Twenty-four-year-old elementary schoolteacher Annie Harper is left behind in Tacoma, Washington, when her boyfriend, David, is shipped overseas. Wrestling with the complex emotions tied to his absence, she begins writing a confessional memoir, imagining it as a moving account of "the woman at home." But instead of writing a touching account of life on the home front, a tale of integrity and patience peppered with earnest love letters and fat, juicy tears, Annie lives life without David in ways she didn't anticipate.
She spends more time with her best friend, Gus, begins volunteering at a local retirement center, and adopts a pet chicken. Even as she misses David enormously between his sparse e-mails and choppy phone calls, she struggles with conflicted feelings about their long-distance relationship, her own identity and family history, and the ideological underpinnings of a war that's exerting such a force on her life.

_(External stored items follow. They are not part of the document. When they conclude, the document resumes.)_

PR #3655, opened 2019-06-30
Add tolerations for nodes tainted with NoExecute

tanishq-dubey:
If you add nodes with the following taint:
```
kubectl taint nodes node1 key1=value1:NoExecute
```
Weave is evicted from the node, and thus, the node will not be able to start any new pods due to it not being able to resolve network endpoints. By allowing the Weave DaemonSet to tolerate a `NoExecute` taint, Weave will run on these tainted nodes marked to avoid execution, as it should.

---

This is was found because I have a set of nodes that are marked with `NoExecute` so only certain applications that tolerate the taint can run on them. Turns out one of those certain applications became Weave. Pods that were running before I applied the taint were fine, but pods that were schedule after Weave was evicted from the node were unable to start and left in a `Pending` state.

### DIFF
--- a/prog/weave-kube/weave-daemonset-k8s-1.6.yaml
+++ b/prog/weave-kube/weave-daemonset-k8s-1.6.yaml
@@ -156,6 +156,8 @@ items:
           tolerations:
             - effect: NoSchedule
               operator: Exists
+            - effect: NoExecute
+              operator: Exists
           volumes:
             - name: weavedb
               hostPath:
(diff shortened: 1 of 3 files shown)


tanishq-dubey:
Just for completeness, I did not modify https://github.com/weaveworks/weave/blob/master/prog/weave-kube/weave-daemonset.yaml#L22 and was wondering if that needed to be changed to include the `NoExecute`?

murali-reddy:
> Just for completeness, I did not modify https://github.com/weaveworks/weave/blob/master/prog/weave-kube/weave-daemonset.yaml#L22 and was wondering if that needed to be changed to include the NoExecute?

@tanishq-dubey its old manifest (though naming is counter-intutuve) for kubernetes cluster < 1.6.  So no need to change.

Told through raw, rough draft chapters of Annie's memoir-in-progress, Miss Harper Can Do It is a funny and poignant story of what it means to be loyal versus what it means to be in love. In Annie, Berentson has rendered a quirky young woman who copes with loss and stress in unexpected ways, only wavering briefly on the brink of self-pity and never losing her sense of humor.
Jane Berentson grew up in rural Washington State. She has a BA in Spanish and English from Pacific Lutheran University, an MA in publishing and writing from Emerson College, and is currently working on an MS in adolescent Spanish education at Pace University. She teaches junior high school Spanish in Brooklyn, New York.